Когда г-н Каудерер сказал «мы» и сделал широкий жест рукой, я подумал, что он говорит от имени мертвецов. Мертвецы, представителем которых, очевидно, был г-н Каудерер, объявляли мне, что пока не собираются принимать меня в свои ряды. Я почувствовал несказанное облегчение.
— Мне придется продлить мое отсутствие, в том числе и по вашей вине, — добавил он. — На днях вас вызовут к комиссару полиции: он будет расспрашивать о кошачьем якоре. Будьте внимательны и не вмешивайте в эту историю меня; помните, что вопросы комиссара полиции так или иначе сведутся к тому, чтобы вы признали некие факты, касающиеся моей персоны. Вам обо мне ничего не известно, кроме того, что я в отъезде и не сказал, когда именно вернусь. Можете сообщить, что я просил вас подменить меня на несколько дней для регистрации данных метеоприборов. Впрочем, с завтрашнего дня вы освобождаетесь от посещения метеостанции.

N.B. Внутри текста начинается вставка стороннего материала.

PR #2526, opened 2024-09-21
fix: `lf search` hangs

douniwan5788:


iceman1001:
Good catch,   
I encountered this hanging yesterday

— Нет, только не это! — вскрикнул я в отчаянии, словно только сейчас понял, что лишь проверка данных метеорологических приборов позволит мне совладать с силами вселенной и распознать их порядок.
Воскресенье. Ранним утром я отправился на метеостанцию, поднялся на площадку и замер, вслушиваясь в потикивание измерительных приборов, точно в звучание небесной музыки. Ветер обдувал утреннее небо, перенося с места на место пушистые облака; сначала облака выстлались ровными перышками, затем всклубились рыхлыми кучками; около половины десятого хлынул дождь, и осадкомер немедленно отметил несколько центолитров; погодя выступила неполная радуга и вскоре исчезла; потемневшее небо снова стало затягиваться облаками; самописец барографа опустился, выведя почти вертикальную линию; рокотнул гром, ударил град. Стоя на самом верху, я чувствовал, что держу в руках грозу, облака, молнии и туманы, но не как божество — нет, не думайте, будто я сумасшедший, — я вовсе не считал себя Зевсом-громовержцем, скорее дирижером оркестра: перед ним лежит готовая партитура, и он знает, что воспаряющие от инструментов звуки соответствуют тому замыслу, главным хранителем которого он является. Железная кровля отзывалась барабанной дробью под россыпями града; анемометр вертелся как бешеный; скрежещущий, скачущий мир перекладывался в стройные колонки цифр моего журнала; высшее спокойствие царило над кознями стихийных катаклизмов.
В этот миг гармонии и полноты ощущений послышался легкий скрип. Я посмотрел вниз. Между ступеньками лестницы и опорным столбом вышки, свернувшись калачиком, примостился бородатый мужчина, одетый в грубую полосатую куртку, насквозь промокшую под ливнем. Он обратил на меня ясный, твердый взгляд.
— Я совершил побег, — сказал он. — Не выдавайте меня. Прошу вас, предупредите одного человека. Ведь вы не откажете мне, правда? Это в гостинице «Морская лилия».
Внезапно я почувствовал, что в безупречном миропорядке образовалась дыра, невосполнимая прореха.